TEMPO SOSPESO E TEMPO LIMITE

Il periodo nel quale ci troviamo a vivere è come un epoca sospesa; poche certezze, precarietà relazionale e continue minacce alla salute.

La pandemia Covid 19 ha colpito il mondo intero, nei casi peggiori direttamente riscontrando una positività al virus e negli altri piuttosto come un sentimento di preoccupazione costante che spesso è sfociata in stati ansiosi e depressivi ma anche in palesi gesti di disinteresse (per esasperazione) o addirittura in rabbia.

Questa vicenda entrerà sicuramente nei libri di storia anche se la valutazione che noi stessi daremo assieme ai posteri è ancora tutta da definire.

Attualmente, a pandemia in corso e in attesa di una probabile seconda ondata, ci si sente ancor più in uno stato di stallo esistenziale.

Chi deve cambiare qualcosa nella propria vita, qualsiasi cosa anche piccola, oggi aspetta.

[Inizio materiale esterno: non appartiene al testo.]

PR #577, opened 2018-10-05
fix(Homebrew-Exchange): show error messages immediately and disable e…

woudini:
…xchange button until input is valid

## Objective

Prevent user from continuing to the confirm screen until the input being displayed is valid.

## Description

Currently, user is allowed to continue to the confirm screen when typing in a valid input and then deleting that input. This is because conversion volume errors (in this case, the volume is too small) are not being taken into account. Since errors are not displayed immediately, these errors would have to be stored, which would complicate state management.

Web and Android are also displaying errors immediately.

## How to Test

Go to Exchange. By the time you are able to tap on "Exchange X for Y", the input should be valid

N/A

## Merge Checklist

- [x] All unit tests pass.

### DIFF
--- a/Blockchain/Homebrew/Exchange/API/ExchangeCreateContracts.swift
+++ b/Blockchain/Homebrew/Exchange/API/ExchangeCreateContracts.swift
@@ -36,6 +36,8 @@ protocol ExchangeCreateInterface: class {
     func apply(presentationUpdates: [PresentationUpdate])
     func apply(animatedUpdate: AnimatedUpdate)
     func apply(transitionPresentation: AnimatedTransitionUpdate)
+
+    func exchangeEnabled(_ enabled: Bool)
 }
 
 // Conforms to NumberKeypadViewDelegate to avoid redundancy of keypad input methods
@@ -57,8 +59,9 @@ protocol ExchangeCreateOutput: class {
     func updateTradingPairValues(left: String, right: String)
     func updateTradingPair(pair: TradingPair, fix: Fix)
     func insufficientFunds(balance: String)
-    func entryBelowMinimumValue(minimum: String)
-    func entryAboveMaximumValue(maximum: String)
+    func entryBelowMinimumValue(minimum: String?)
+    func entryAboveMaximumValue(maximum: String?)
     func loadingVisibility(_ visibility: Visibility)
+    func exchangeEnabled(_ enabled: Bool)
     func showSummary(orderTransaction: OrderTransaction, conversion: Conversion)
 }
--- a/Blockchain/Homebrew/Exchange/API/ExchangeCreateContracts.swift
+++ b/Blockchain/Homebrew/Exchange/API/ExchangeCreateContracts.swift
@@ -59,6 +59,7 @@ protocol ExchangeCreateOutput: class {
     func updateTradingPairValues(left: String, right: String)
     func updateTradingPair(pair: TradingPair, fix: Fix)
     func insufficientFunds(balance: String)
+    func genericSocketError()
     func entryBelowMinimumValue(minimum: String?)
     func entryAboveMaximumValue(maximum: String?)
     func loadingVisibility(_ visibility: Visibility)
--- a/Blockchain/Homebrew/Exchange/Interactors/ExchangeCreateInteractor.swift
+++ b/Blockchain/Homebrew/Exchange/Interactors/ExchangeCreateInteractor.swift
@@ -370,7 +370,7 @@ extension ExchangeCreateInteractor: ExchangeCreateInput {
             // is than parsing the string
             if socketError.description.contains("small") {
                 this.output?.entryBelowMinimumValue(minimum: nil)
-            } else if socketError.description.contains("large") {
+            } else if socketError.description.contains("big") {
                 this.output?.entryAboveMaximumValue(maximum: nil)
             } else {
                 this.output?.genericSocketError()
--- a/Blockchain/Homebrew/Exchange/Interactors/ExchangeCreateInteractor.swift
+++ b/Blockchain/Homebrew/Exchange/Interactors/ExchangeCreateInteractor.swift
@@ -366,12 +366,14 @@ extension ExchangeCreateInteractor: ExchangeCreateInput {
 
         let errorDisposable = markets.errors.subscribe(onNext: { [weak self] socketError in
             guard let this = self else { return }
+            // There needs to be a better way to find out what the error
+            // is than parsing the string
             if socketError.description.contains("small") {
                 this.output?.entryBelowMinimumValue(minimum: nil)
             } else if socketError.description.contains("large") {
                 this.output?.entryAboveMaximumValue(maximum: nil)
             } else {
-                this.validateInput()
+                this.output?.genericSocketError()
             }
         })
 
--- a/Blockchain/Homebrew/Exchange/Interactors/ExchangeCreateInteractor.swift
+++ b/Blockchain/Homebrew/Exchange/Interactors/ExchangeCreateInteractor.swift
@@ -368,9 +368,10 @@ extension ExchangeCreateInteractor: ExchangeCreateInput {
             guard let this = self else { return }
             // There needs to be a better way to find out what the error
             // is than parsing the string
-            if socketError.description.contains("small") {
+            if socketError.code == .tooSmallVolume ||
+                socketError.code == .resultCurrencyRatioTooSmall {
                 this.output?.entryBelowMinimumValue(minimum: nil)
-            } else if socketError.description.contains("big") {
+            } else if socketError.code == .tooBigVolume {
                 this.output?.entryAboveMaximumValue(maximum: nil)
             } else {
                 this.output?.genericSocketError()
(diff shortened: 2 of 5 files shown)


Blockchain/Homebrew/Exchange/API/ExchangeCreateContracts.swift
```diff
@@ -57,8 +59,10 @@ protocol ExchangeCreateOutput: class {
     func updateTradingPairValues(left: String, right: String)
     func updateTradingPair(pair: TradingPair, fix: Fix)
     func insufficientFunds(balance: String)
-    func entryBelowMinimumValue(minimum: String)
-    func entryAboveMaximumValue(maximum: String)
+    func genericSocketError()
+    func entryBelowMinimumValue(minimum: String?)
+    func entryAboveMaximumValue(maximum: String?)
     func loadingVisibility(_ visibility: Visibility)
+    func exchangeEnabled(_ enabled: Bool)
```
thisisalexmcgregor: `exchangeEnabled` could mean that the entirety of that screen can be enabled or disabled. Really this is just the button. So let's rename this function to `exchangeButtonEnabled(_ enabled: Bool)`

Blockchain/Homebrew/Exchange/Presenters/ExchangeCreatePresenter.swift
```diff
@@ -93,19 +93,15 @@ class ExchangeCreatePresenter {
...
-            guard let this = self else { return }
-            this.setErrorDisappearanceTimer(duration: 2.5)
-        }
-        
         let group = ViewUpdateGroup(
             preparations: [.secondaryLabel(.hidden)],
             animations: [.errorLabel(.visible)],
             animation: .standard(duration: 0.2),
-            completionEvents: [.block(block)],
+            completionEvents: [],
```
thisisalexmcgregor: This is a really big departure from the feature that was described in the ticket. Now when I put in an amount that's too large, an error shows but, it never dismisses. Also, if we're not using the `completionEvents` then we shouldn't be using the `ViewUpdateGroup`.

Blockchain/Homebrew/Exchange/Presenters/ExchangeCreatePresenter.swift
```diff
@@ -249,21 +245,24 @@ extension ExchangeCreatePresenter: ExchangeCreateOutput {
     func insufficientFunds(balance: String) {
         interface?.apply(presentationUpdates: [.updateErrorLabel(balance)])
         displayError()
-        triggerErrorFeedback()
     }
     
-    func entryBelowMinimumValue(minimum: String) {
-        let display = LocalizationConstants.Exchange.yourMin + " " + minimum
+    func entryBelowMinimumValue(minimum: String?) {
```
thisisalexmcgregor: Why is this now optional? I don't think it should be.

Blockchain/Homebrew/Exchange/Presenters/ExchangeCreatePresenter.swift
```diff
@@ -249,21 +245,24 @@ extension ExchangeCreatePresenter: ExchangeCreateOutput {
...
+        let display = minimum == nil ? LocalizationConstants.Exchange.belowTradingLimit : LocalizationConstants.Exchange.yourMin + " " + minimum!
         interface?.apply(presentationUpdates: [.updateErrorLabel(display)])
         displayError()
-        triggerErrorFeedback()
     }
     
-    func entryAboveMaximumValue(maximum: String) {
-        let display = LocalizationConstants.Exchange.yourMax + " " + maximum
+    func entryAboveMaximumValue(maximum: String?) {
```
thisisalexmcgregor: Same thing here.

Blockchain/Homebrew/Exchange/Presenters/ExchangeCreatePresenter.swift
```diff
@@ -249,21 +245,24 @@ extension ExchangeCreatePresenter: ExchangeCreateOutput {
...
+        let display = maximum == nil ? LocalizationConstants.Exchange.aboveTradingLimit : LocalizationConstants.Exchange.yourMax + " " + maximum!
+        interface?.apply(presentationUpdates: [.updateErrorLabel(display)])
+        displayError()
+    }
+
+    func genericSocketError() {
```
thisisalexmcgregor: This error should take a string value and the string value should be passed in from the `Interactor`.

Blockchain/Homebrew/Exchange/Presenters/ExchangeCreatePresenter.swift
```diff
@@ -304,6 +303,11 @@ extension ExchangeCreatePresenter: ExchangeCreateOutput {
         interface?.apply(presentationUpdates: [.loadingIndicator(visibility)])
     }
 
+    func exchangeEnabled(_ enabled: Bool) {
+        errorDisappearanceTimerFired()
```
thisisalexmcgregor: This is confusing. A timer didn't fire here. The exchange was enabled.

Blockchain/Homebrew/Exchange/Presenters/ExchangeCreatePresenter.swift
woudini: >Now when I put in an amount that's too large, an error shows but, it never dismisses

Right, but allowing the dismissal would result in the label flashing between error and conversion output each time a too high/low conversion error comes in from the socket (which also happens irregularly).
Changed to apply an `ExchangeCreateInterface.AnimatedUpdate`.

Blockchain/Homebrew/Exchange/Presenters/ExchangeCreatePresenter.swift
woudini: We need a way to display volume errors returned from the socket, in case the user limits don't fully encapsulate the volume limits. These errors don't always return a particular minimum to use, and if they do, they need to be parsed from the description.

Blockchain/Homebrew/Exchange/Interactors/ExchangeCreateInteractor.swift
```diff
@@ -349,12 +358,23 @@ extension ExchangeCreateInteractor: ExchangeCreateInput {
...
+        }, onError: { error in
+            Logger.shared.error("Error subscribing to quote with trading pair")
         })
 
         let errorDisposable = markets.errors.subscribe(onNext: { [weak self] socketError in
-            // TODO: Implement error handling from Socket.
+            guard let this = self else { return }
+            if socketError.code == .tooSmallVolume ||
+                socketError.code == .resultCurrencyRatioTooSmall {
+                this.output?.entryBelowMinimumValue(minimum: nil)
```
thisisalexmcgregor: I still don't think `nil` should be used. Could you pass in `LocalizationConstants.Exchange.belowTradingLimit` here?

thisisalexmcgregor:
`confirmConversion()` doesn't look like it gets called anymore in `ExchangeCreatePresenter`. Also I guess `cancelErrorDisappearanceTimer`, `setErrorDisappearanceTimer`, and `triggerErrorFeedback` can be removed. RIP.

Blockchain/Homebrew/Exchange/Presenters/ExchangeCreatePresenter.swift
```diff
@@ -304,6 +294,11 @@ extension ExchangeCreatePresenter: ExchangeCreateOutput {
         interface?.apply(presentationUpdates: [.loadingIndicator(visibility)])
     }
 
+    func exchangeButtonEnabled(_ enabled: Bool) {
+        hideError()
```
thisisalexmcgregor: If I call `exchangeButtonEnabled` I wouldn't think this would also hide the error label. I know why it should be hidden but, it shouldn't be in this function is what I mean.

Blockchain/Homebrew/Exchange/API/ExchangeCreateContracts.swift
```diff
@@ -57,8 +61,12 @@ protocol ExchangeCreateOutput: class {
     func updateTradingPairValues(left: String, right: String)
     func updateTradingPair(pair: TradingPair, fix: Fix)
     func insufficientFunds(balance: String)
+    func genericError(message: String)
```
bchrisarriola: Rename to `showError` to match `hideError`

Blockchain/Homebrew/Exchange/Interactors/ExchangeCreateInteractor.swift
```diff
@@ -242,15 +269,38 @@ extension ExchangeCreateInteractor: ExchangeCreateInput {
...
+            with: conversion,
+            from: model.marketPair.fromAccount,
+            to: model.marketPair.toAccount,
+            success: { [weak self] orderTransaction, conversion in
+                guard let this = self else { return }
+                this.output?.loadingVisibility(.hidden)
+                this.output?.showSummary(orderTransaction: orderTransaction, conversion: conversion)
+            }, error: { [weak self] errorMessage in
+                guard let this = self else { return }
+                AlertViewPresenter.shared.standardError(message: errorMessage)
```
bchrisarriola: This should call `this.output?.genericError(message: errorMessage)` (better to rename to `showError` though)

Dall’automobile alla casa, dal lavoro fino agli interessi e il relax. Tutti aspettano, pochi intraprendono qualcosa di nuovo, anche perché di fatto è vietato o fortemente sconsigliato.

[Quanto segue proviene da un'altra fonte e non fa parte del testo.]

PR #582, opened 2018-10-09
fix(Homebrew-KYC): treat userIds and tokens with length 0 as invalid

woudini:
## Objective

Fix issue where an empty `userId` is sent to the server. The error "userId format is incorrect" is returned.

## Description

The `userId` and `lifetimeToken` were both strings of length 0 when checking the QA wallet that was having this issue. With the changes made in 45970d4, tapping on the Exchange showed the "User already exists" error which displays as "This email address has already been used to verify an existing wallet." in an alert view.

Unsure of whether this issue is fully resolved at this point and looking for feedback here.

## How to Test

Tap on Exchange, should not see an error.

N/A

## Merge Checklist

- [x] All unit tests pass.

### DIFF
--- a/Blockchain/Models/Wallet.m
+++ b/Blockchain/Models/Wallet.m
@@ -2619,7 +2619,8 @@
     if ([self isInitialized]) {
         JSValue *userId = [self.context evaluateScript:@"MyWalletPhone.KYC.userId()"];
         if ([userId isNull] || [userId isUndefined]) return nil;
-        return [userId toString];
+        NSString *userIdString = [userId toString];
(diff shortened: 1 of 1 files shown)


bchrisarriola:
What do you think caused kycUserId and lifetime token to be set as the empty string in the first place? That shouldn't happen at all.

woudini:
I think what might be happening is that wallets created on web are setting `userId` and `lifetimeToken` to empty strings. The issue appears to be inconsistent for some reason but this fix seems to at least allow it to display the "email already in use" error.

PR #584, opened 2018-10-09
fix(Homebrew-Exchange): add and use transparent visibility case for e…

woudini:
…xchange button

## Objective

Indicate to the user whether the Exchange button is disabled.

## Description

- Added new `Visibility` case `transparent` (alpha = 0.5).
- Added getter `isExchangeButtonEnabled` to maintain the correct `Visibility` when dismissing the `conversionRatesView`

I had considered and tried another approach to this which involved subclassing UIButton to add mutable closures like `onDidSetIsEnabled ((UIButton, isEnabled) -> ())` but it felt messy managing states in two different places (the closure and the interactor/presenter/interface). The trade-off here is repeating `disableExchangeButton()` in a few places to avoid side effects.

## How to Test

Go to Exchange. When errors appear, the "Exchange X for Y" button should be disabled. It should also be hidden appropriately when expanding the rates view and remain disabled after dismissing it if the input is still invalid (and enabled if the input is valid).

`.transparent` (alpha = 0.5)
screen shot 2018-10-09 at 7 21 19 pm

`.visible` (alpha = 1)
screen shot 2018-10-09 at 7 21 39 pm

## Merge Checklist

- [x] All unit tests pass.

### DIFF
--- a/Blockchain/Models/ViewModels/Visibility.swift
+++ b/Blockchain/Models/ViewModels/Visibility.swift
@@ -10,13 +10,18 @@
 /// specific views. It's easier to read
 enum Visibility: Int {
     case hidden
+    case transparent
     case visible
 
     var defaultAlpha: CGFloat {
-        return self == .visible ? 1 : 0
+        switch self {
+        case .hidden: return 0
+        case .transparent: return 0.5
+        case .visible: return 1
+        }
     }
 
     var isHidden: Bool {
-        return self == .visible ? false: true
+        return self == .hidden ? true : false
     }
 }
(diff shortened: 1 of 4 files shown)


Blockchain/Models/ViewModels/Visibility.swift
```diff
@@ -10,13 +10,18 @@
 /// specific views. It's easier to read
 enum Visibility: Int {
     case hidden
+    case transparent
```
bchrisarriola: I think "translucent" is more accurate

PR #592, opened 2018-10-10
feat(Lockbox): Resolving IOS-1251 - Now showing lockbox side menu item.

thisisalexmcgregor:
## Objective

The `Lockbox` menu item is now visible.

## Description

I added a `.lockbox` menu item. Also, `SideMenuCell` now has a corresponding xib. If the menu item is not new, the `newContainer` will be hidden. 

## How to Test

1. Build and run
2. Go to the menu
3. See that `Lockbox` is shown along with the `new` label.
4. See that the icons have also been updated. 

simulator screen shot - iphone 8 plus - 2018-10-10 at 15 01 00

Only other thing I noticed is the peek amount seems to be a bit larger in the comps but, if we want to update that I can do that in a separate PR. 

## Merge Checklist

- [x] All unit tests pass.


Blockchain/Coordinators/AppCoordinator.swift
```diff
@@ -222,6 +222,9 @@ extension AppCoordinator: SideMenuViewControllerDelegate {
             handleBuyBitcoin()
         case .exchange:
             handleExchange()
+        case .lockbox:
+            // TODO: Present `Lockbox` screen.
```
bchrisarriola: Nit: TICKET: IOS-1397 cc @achtenhagen

Blockchain/LocalizationConstants.swift
```diff
@@ -337,6 +337,14 @@ struct LocalizationConstants {
             "Support",
             comment: "Item displayed on the side menu of the app for when the user wants to contact support."
         )
+        static let new = NSLocalizedString(
+            "New",
+            comment: "New tag shown for menu items that are new."
+        )
+        static let lockbox = NSLocalizedString(
+            "Lockbox",
```
bchrisarriola: Not sure if this needs to be localized 🤔 Let's leave it here though

Blockchain/LocalizationConstants.swift
```diff
@@ -337,6 +337,14 @@ struct LocalizationConstants {
...
+            comment: "Lockbox menu itme title."
```
bchrisarriola: s/itme/item

Blockchain/Coordinators/AppCoordinator.swift
thisisalexmcgregor: done 6ea7259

Nel frattempo notiamo anche i limiti della società dell’informazione: tante notizie e approfondimenti soggettivi e contraddittori tra loro sono diventati il nostro pane quotidiano. C’è chi addirittura si arrende e sceglie di non seguire più lo svilupparsi della vicenda.

C’è chi nega e chi vede complotti internazionali. C’è chi offre tempi quasi certi e speranza di soluzione e chi continua a sottolineare le mancanze del sistema. C’è chi piange un proprio caro morto a causa o con il Covid 19 e chi fa gesti plateali, organizzando persino feste ad hoc.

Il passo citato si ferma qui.